Her
gün sayısız cinayete sahne olan İstanbul’da yaşlı bir Ermeni
çiftin, Hagop Yakup Demirci ve Seta Ayda Demirci’nin uğradığı
saldırı ‘domuz bağı cinayeti’ olarak basına yansıdığı
ilk günden bu yana gündem oluşturdu. Çift, 6 Şubat Cumartesi
günü Harbiye’deki evlerinde saldırıya uğramış, saldırı
sonucu Hagop Demirci hayatını kaybetmişti. Domuz bağı üzerinden
akla gelen nefret cinayeti ise yerini, zanlılarının üçünün de
Ermenistanlı çıkması üzerinden yerini bambaşka bir tartışmaya
bıraktı.
Savaş ve deprem sonrası ekonomik sebeplerle ülkelerinden ayrılıp ağırlıklı olarak İstanbul’a gelen Ermenistanlılar, Erdoğan’ın Başbakanlığı döneminde rehin olarak görülüp sınırdışı edilme tehditlerine konu olmuştu. Ermeni olmanın ağırlığı göz önünde bulundurulursa Türkiye’de kaçak olarak Ermenistanlı kimliğiyle varlık mücadelesi vermenin ne gibi bedeller gerektireceğini tahmin etmek güç değil. Bu bedeller ise sadece siyasi gündemle sınırlı değil.

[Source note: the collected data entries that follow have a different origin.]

PR #434, opened 2023-08-07
Feat/ticks snipes

adhusson:
Snipes are now tick-based

New file: `MgvHelpers.sol` gives tools to call `snipesByVolume` or to manually convert a `targets` array to ticks. These utilities are now used by tests.

### DIFF
--- a/src/MgvHelpers.sol
+++ b/src/MgvHelpers.sol
@@ -1,14 +1,12 @@
 // SPDX-License-Identifier: Unlicense
 
-/* `MgvLib` contains data structures returned by external calls to Mangrove and the interfaces it uses for its own external calls. */
-
 pragma solidity ^0.8.10;
 
 import {IMangrove} from "mgv_src/IMangrove.sol";
 import "mgv_lib/TickLib.sol";
 
 library MgvHelpers {
-  // Converts snipe targets from volume-based [id,wants,gives,gasreq] tick-based [id,tick,volume,gasreq]. volume will be wants if fillWsants is true, volume will be gives otherwise.
+  // Converts snipe targets from volume-based [id,wants,gives,gasreq] tick-based [id,tick,volume,gasreq]. volume will be wants if fillWsants is true, volume will be gives otherwise. Note that `tick` is fundamentally an int but arrays are homogenous so must be typed as a uint in the call.
   function convertSnipeTargetsToTicks(uint[4][] memory targets, bool fillWants)
     internal
     pure
--- a/src/MgvHelpers.sol
+++ b/src/MgvHelpers.sol
@@ -1,0 +1,53 @@
+// SPDX-License-Identifier: Unlicense
+
+/* `MgvLib` contains data structures returned by external calls to Mangrove and the interfaces it uses for its own external calls. */
+
+pragma solidity ^0.8.10;
+
+import {IMangrove} from "mgv_src/IMangrove.sol";
+import "mgv_lib/TickLib.sol";
+
+library MgvHelpers {
+  // Converts snipe targets from volume-based [id,wants,gives,gasreq] tick-based [id,tick,volume,gasreq]. volume will be wants if fillWsants is true, volume will be gives otherwise.
+  function convertSnipeTargetsToTicks(uint[4][] memory targets, bool fillWants)
+    internal
+    pure
+    returns (uint[4][] memory)
+  {
+    uint[4][] memory newTargets = new uint[4][](targets.length);
+    // convert targets from [id,wants,gives,gasreq] to [id,tick,volume,gasreq]
+    uint volumeIndex = fillWants ? 1 : 2;
+    for (uint i = 0; i < targets.length; i++) {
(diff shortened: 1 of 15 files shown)


src/MgvHelpers.sol
```diff
@@ -0,0 +1,53 @@
+// SPDX-License-Identifier: Unlicense
+
+/* `MgvLib` contains data structures returned by external calls to Mangrove and the interfaces it uses for its own external calls. */
```
espendk: This comment seems unrelated to this file - perhaps copy/paste leftover?

src/MgvOfferTaking.sol
```diff
@@ -310,8 +310,9 @@ abstract contract MgvOfferTaking is MgvHasOffers {
   /* ## Snipes */
   //+clear+
 
-  /* `snipes` executes multiple offers. It takes a `uint[4][]` as penultimate argument, with each array element of the form `[offerId,takerWants,takerGives,offerGasreq]`. The return parameters are of the form `(successes,snipesGot,snipesGave,bounty,feePaid)`. 
+  /* `snipes` executes multiple offers. It takes a `uint[4][]` as penultimate argument, with each array element of the form `[offerId,tick,fillVolume,offerGasreq]`. The return parameters are of the form `(successes,snipesGot,snipesGave,bounty,feePaid)`.
```
espendk, line 313: `tick` is an `int` in the other interfaces, so slightly surprising for it to a `uint` here. I think it's fine, as snipe will be a specialist call for cleaning, but we should probably call it out explicitly.

src/MgvOfferTaking.sol
```diff
@@ -392,16 +393,16 @@ abstract contract MgvOfferTaking is MgvHasOffers {
...
-          mor.fillVolume = mor.fillWants ? wants : gives;
-          /* Wants gets normalized to the closest tick */
-          // note that `takerGives=0` is not possible here
-          // Tick tt = TickLib.tickFromVolumes(gives,wants);
-          // sor.tick = TickLib.tickFromVolumes(gives,wants);
-          mor.maxTick = TickLib.tickFromTakerVolumes(gives, wants);
+          {
+            Tick tick = Tick.wrap(int(targets[i][1]));
+            require(TickLib.inRange(tick), "mgv/snipes/tick/outOfRange");
+            mor.maxTick = tick;
```
espendk, line 399: I was expecting snipe to only work if the offer was at the specified tick. But it seems we also execute offers where the price is better than expected?

src/periphery/MgvCleaner.sol
```diff
@@ -30,7 +31,8 @@ contract MgvCleaner {
     returns (uint bal)
   {
     unchecked {
-      (uint successes,,,,) = MGV.snipesFor(outbound_tkn, inbound_tkn, targets, fillWants, msg.sender);
+      (uint successes,,,,) =
+        MgvHelpers.snipesForByVolume(address(MGV), outbound_tkn, inbound_tkn, targets, fillWants, msg.sender);
```
espendk, line 35: Assume the MgvCleaner API was left unchanged in anticipation of it being removed?

espendk (approved):
LGTM. Added a few comments.

I think most of the snipe tests are more natural when using the tick API, so I've taken the liberty of migrating them. With the exception of the MgvCleaner tests (and API) which will soon be irrelevant anyway.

Ağırlıklı olarak kadınlardan oluşan Ermenistanlı göçmenler ev içi hizmet ve hasta bakıcılığı başta olmak sınırlı sayıda alanda ve çok zor koşullarda çalışıyor. Ülkelerinde öğretmen, psikolog, mühendis olarak çalışanların ucuz iş gücüne dönüşme ızdırabıyla kavrulmaları bir yana, mücadele etmeleri gereken sayısız önyargı var. Bu önyargılar ağırlıklı olarak da Türkiye Ermenilerinden gelenler. Bir zamanlar Anadolu Ermenilerine yönelik aşağılayıcı bakışı bu kez Ermenistanlılara yöneltenler bir hayli fazla. İşte bu cinayet de önyargıları ve genellemeleri tetikleyen boyutuyla hayatı onlar için biraz daha zorlaştırdı.

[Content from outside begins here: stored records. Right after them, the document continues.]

PR #437, opened 2023-08-11
Replace `snipes` with `cleanByImpersonation` function

espendk:
This PR removes `snipes` and `snipesFor` from Mangrove and replaces them with a `cleanByImpersonation` function that only allows failing offers to be executed.

# Major changes

In addition to the primary change (not allowing snipes in general) the following changes have been made:

## `MgvCleaner` has been removed
Mangrove core now provides the cleaning functionality that `MgvCleaner` used to provide, so it `MgvCleaner` has been removed.

##  Cleaning of multiple offers is more resilient
Before, `MgvCleaner.collect*` would revert if execution of any offer succeeded. The new `cleanByImpersonation` is more resilient as it will not revert the whole tx if an offer succeeds but will revert just the execution of that offer and continue cleaning of the next offers. 

Thus a cleaner that attempts to clean multiple offers in one tx will be able to successfully clean some offers despite some offers failing to be cleaned.

## Taker impersonation no longer checks permits
The new `cleanByImpersonation` function has integrated the `taker` parameter of the old `snipesFor`. This allows cleaning by impersonation, ie where another taker's funds and approval of Mangrove for transfers of quote can be used to execute an offer and make it fail (which was already possible via `MgvCleaner.collectByImpersonation`).

This has been integrated into the `cleanByImpersonation` function instead of having a separate `cleanFor` function because
1. no permit/allowance is needed nor does it have to be checked and
2. cleaners are expected to be advanced users, so requiring an explicit `taker` parameter with non-obvious semantics seems ok.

Soykırım sonrası zorunlu göçlerle dünyanın dört bir yanına dağılan Ermeniler, yaşadıkları ve yurt edindikleri her yerde günlük hayat mücadelesi dışında kimlik ve varlıklarını korumak, yeni koşullara uyum sağlarken özünü kaybetmemek üzerinden sınandı. Bu bitmek bilmez sınava ben kısaca çabalı hayat diyorum.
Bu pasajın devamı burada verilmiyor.